= Beginning of Section =
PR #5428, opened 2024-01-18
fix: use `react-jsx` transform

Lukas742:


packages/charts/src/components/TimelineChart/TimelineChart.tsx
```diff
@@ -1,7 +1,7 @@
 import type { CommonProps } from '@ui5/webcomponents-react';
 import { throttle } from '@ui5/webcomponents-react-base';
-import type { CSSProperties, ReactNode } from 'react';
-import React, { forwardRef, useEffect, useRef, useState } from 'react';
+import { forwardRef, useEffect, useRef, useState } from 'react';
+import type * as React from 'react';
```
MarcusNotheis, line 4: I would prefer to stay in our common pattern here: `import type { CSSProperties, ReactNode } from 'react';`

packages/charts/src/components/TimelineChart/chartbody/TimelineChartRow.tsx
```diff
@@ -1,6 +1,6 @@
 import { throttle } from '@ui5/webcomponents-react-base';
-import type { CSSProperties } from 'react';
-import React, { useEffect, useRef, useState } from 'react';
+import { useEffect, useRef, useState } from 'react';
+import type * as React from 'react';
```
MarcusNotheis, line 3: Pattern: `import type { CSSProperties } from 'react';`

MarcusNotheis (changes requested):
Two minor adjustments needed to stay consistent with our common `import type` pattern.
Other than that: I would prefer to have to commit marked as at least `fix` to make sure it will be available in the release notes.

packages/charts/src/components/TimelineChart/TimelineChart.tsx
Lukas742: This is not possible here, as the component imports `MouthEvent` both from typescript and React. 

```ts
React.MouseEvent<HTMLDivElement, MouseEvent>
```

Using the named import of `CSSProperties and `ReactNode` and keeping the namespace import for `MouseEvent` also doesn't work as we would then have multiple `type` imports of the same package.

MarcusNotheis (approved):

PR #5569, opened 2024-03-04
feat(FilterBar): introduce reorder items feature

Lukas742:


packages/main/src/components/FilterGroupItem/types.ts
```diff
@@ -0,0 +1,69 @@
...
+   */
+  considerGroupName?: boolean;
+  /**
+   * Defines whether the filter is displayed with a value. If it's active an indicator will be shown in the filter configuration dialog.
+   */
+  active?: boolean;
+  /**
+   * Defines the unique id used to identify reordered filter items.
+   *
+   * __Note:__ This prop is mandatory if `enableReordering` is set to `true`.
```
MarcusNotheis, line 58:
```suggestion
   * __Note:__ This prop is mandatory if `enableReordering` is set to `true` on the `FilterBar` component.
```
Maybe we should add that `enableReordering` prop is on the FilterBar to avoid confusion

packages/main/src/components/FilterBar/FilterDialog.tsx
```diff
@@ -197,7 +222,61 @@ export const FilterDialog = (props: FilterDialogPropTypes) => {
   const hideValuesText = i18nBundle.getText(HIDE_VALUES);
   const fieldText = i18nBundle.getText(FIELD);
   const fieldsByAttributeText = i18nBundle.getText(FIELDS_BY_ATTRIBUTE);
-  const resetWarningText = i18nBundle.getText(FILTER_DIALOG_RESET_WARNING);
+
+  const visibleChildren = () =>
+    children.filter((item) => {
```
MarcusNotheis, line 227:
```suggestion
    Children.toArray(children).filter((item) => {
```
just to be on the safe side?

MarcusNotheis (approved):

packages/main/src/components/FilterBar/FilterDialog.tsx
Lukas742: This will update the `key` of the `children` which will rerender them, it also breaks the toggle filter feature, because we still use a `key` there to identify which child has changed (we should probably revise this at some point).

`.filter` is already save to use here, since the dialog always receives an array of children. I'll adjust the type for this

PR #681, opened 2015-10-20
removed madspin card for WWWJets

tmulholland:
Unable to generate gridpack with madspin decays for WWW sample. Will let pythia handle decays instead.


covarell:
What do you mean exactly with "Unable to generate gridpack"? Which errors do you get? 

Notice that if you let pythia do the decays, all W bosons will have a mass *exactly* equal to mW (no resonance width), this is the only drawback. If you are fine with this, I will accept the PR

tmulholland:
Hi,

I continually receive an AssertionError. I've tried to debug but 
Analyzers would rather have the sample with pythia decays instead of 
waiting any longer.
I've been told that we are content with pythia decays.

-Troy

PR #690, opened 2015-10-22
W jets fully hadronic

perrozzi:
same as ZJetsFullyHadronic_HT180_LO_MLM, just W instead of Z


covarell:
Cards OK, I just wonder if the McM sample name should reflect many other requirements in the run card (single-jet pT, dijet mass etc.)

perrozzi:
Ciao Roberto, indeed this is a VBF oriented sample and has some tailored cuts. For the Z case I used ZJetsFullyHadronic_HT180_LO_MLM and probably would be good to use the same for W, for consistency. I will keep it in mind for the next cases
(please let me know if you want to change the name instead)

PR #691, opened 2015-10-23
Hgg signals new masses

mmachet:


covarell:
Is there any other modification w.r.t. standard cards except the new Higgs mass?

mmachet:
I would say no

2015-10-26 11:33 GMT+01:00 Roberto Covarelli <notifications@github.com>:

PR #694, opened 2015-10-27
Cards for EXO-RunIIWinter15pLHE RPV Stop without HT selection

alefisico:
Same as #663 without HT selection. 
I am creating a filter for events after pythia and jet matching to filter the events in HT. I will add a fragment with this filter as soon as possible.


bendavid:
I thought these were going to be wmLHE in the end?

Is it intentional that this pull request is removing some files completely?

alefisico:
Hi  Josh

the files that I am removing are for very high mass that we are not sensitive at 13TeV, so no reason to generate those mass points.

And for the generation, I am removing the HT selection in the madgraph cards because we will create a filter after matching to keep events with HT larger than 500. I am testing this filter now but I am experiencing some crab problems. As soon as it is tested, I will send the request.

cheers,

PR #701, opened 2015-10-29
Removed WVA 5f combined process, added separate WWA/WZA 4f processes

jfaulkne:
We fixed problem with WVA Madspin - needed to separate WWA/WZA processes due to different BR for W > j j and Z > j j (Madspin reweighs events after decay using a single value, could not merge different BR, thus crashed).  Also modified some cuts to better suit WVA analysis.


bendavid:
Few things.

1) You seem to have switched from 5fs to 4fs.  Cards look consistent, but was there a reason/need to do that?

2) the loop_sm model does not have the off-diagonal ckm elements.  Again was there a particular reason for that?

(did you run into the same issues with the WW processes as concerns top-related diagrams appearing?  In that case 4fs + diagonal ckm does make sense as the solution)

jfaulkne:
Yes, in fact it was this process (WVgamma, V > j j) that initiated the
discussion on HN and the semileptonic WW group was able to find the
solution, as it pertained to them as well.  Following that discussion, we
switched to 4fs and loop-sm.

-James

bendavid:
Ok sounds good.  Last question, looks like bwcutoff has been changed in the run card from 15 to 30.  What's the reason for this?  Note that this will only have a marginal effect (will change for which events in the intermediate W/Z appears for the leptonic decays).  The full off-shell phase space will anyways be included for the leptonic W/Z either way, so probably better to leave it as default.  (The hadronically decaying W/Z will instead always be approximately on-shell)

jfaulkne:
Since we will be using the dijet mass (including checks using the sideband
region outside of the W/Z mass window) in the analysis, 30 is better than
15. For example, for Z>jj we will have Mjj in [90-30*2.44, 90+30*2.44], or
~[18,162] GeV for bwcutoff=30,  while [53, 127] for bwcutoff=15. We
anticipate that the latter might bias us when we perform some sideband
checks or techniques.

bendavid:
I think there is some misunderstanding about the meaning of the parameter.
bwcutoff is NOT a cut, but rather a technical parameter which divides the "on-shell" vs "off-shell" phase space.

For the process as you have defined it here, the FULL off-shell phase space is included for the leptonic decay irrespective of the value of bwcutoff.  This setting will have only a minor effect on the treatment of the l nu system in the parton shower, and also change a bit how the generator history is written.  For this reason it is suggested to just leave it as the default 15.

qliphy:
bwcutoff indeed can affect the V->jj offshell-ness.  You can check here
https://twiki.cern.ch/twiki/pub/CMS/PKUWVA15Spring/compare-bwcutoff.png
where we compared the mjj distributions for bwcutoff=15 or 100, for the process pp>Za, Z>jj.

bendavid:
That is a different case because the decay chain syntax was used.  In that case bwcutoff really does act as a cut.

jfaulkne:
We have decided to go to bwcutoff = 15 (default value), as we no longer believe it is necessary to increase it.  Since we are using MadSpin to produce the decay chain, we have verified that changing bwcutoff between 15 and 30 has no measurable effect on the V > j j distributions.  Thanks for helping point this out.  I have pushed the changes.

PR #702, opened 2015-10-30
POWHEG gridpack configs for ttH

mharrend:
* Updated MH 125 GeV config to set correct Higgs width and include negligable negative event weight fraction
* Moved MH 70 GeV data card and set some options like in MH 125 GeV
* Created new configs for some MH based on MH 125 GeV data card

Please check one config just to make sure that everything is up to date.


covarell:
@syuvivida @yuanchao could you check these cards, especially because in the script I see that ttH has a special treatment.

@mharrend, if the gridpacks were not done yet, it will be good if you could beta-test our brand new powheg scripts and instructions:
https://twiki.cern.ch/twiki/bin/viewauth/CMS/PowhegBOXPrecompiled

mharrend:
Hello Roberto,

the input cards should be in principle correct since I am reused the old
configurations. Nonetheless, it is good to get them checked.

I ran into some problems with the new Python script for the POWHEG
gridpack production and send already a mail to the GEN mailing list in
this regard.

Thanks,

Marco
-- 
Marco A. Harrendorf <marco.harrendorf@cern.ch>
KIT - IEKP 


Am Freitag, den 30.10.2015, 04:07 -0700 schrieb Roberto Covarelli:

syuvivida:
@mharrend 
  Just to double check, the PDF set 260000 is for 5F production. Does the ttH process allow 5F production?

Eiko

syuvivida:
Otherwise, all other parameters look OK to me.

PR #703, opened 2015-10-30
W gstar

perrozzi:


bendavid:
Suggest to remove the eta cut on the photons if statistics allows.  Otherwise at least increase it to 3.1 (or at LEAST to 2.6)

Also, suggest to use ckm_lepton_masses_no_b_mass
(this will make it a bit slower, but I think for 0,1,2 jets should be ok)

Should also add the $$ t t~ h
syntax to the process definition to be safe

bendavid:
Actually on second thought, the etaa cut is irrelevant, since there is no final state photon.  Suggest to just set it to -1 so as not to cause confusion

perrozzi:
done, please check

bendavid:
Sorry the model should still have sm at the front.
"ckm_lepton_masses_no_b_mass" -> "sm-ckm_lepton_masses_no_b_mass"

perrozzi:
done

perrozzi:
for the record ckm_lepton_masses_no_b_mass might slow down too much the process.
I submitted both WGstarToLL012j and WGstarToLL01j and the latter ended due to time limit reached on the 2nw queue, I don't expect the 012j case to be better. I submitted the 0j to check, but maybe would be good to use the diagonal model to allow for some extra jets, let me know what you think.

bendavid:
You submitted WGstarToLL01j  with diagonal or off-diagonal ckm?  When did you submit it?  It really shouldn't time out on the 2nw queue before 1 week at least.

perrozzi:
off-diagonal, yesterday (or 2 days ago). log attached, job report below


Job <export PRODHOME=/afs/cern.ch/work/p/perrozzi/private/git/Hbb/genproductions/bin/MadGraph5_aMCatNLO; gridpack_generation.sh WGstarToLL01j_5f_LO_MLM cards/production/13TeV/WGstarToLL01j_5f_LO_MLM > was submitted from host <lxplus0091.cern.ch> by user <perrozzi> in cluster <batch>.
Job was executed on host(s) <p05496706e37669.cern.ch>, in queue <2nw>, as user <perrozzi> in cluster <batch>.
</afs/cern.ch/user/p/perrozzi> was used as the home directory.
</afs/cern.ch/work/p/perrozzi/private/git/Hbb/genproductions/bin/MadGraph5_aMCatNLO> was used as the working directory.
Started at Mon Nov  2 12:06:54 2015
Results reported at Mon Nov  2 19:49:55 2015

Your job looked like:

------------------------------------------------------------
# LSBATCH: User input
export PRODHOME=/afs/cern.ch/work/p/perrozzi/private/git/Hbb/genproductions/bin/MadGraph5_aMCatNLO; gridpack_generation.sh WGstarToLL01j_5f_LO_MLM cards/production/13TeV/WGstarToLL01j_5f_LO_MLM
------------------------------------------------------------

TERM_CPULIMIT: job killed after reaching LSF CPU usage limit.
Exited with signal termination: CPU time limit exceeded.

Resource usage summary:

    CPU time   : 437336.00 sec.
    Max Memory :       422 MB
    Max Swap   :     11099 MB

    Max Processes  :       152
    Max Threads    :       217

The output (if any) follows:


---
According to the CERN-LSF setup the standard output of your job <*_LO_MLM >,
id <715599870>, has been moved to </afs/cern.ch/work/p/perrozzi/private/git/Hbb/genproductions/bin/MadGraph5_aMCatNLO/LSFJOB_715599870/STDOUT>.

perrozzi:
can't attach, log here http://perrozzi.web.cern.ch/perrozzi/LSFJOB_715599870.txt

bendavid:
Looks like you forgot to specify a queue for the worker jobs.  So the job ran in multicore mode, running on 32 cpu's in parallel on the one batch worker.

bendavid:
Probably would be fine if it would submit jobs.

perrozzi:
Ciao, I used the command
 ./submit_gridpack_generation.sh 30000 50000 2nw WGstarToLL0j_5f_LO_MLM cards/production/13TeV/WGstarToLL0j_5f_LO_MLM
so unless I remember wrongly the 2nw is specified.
= End of Section =
WHAT IS EXPECTED: Which lines run from the one with "30000 50000 2nw" through the end of the listing above? Restate them word for word, with nothing else.

EXERCISE RESULT:
 ./submit_gridpack_generation.sh 30000 50000 2nw WGstarToLL0j_5f_LO_MLM cards/production/13TeV/WGstarToLL0j_5f_LO_MLM
so unless I remember wrongly the 2nw is specified.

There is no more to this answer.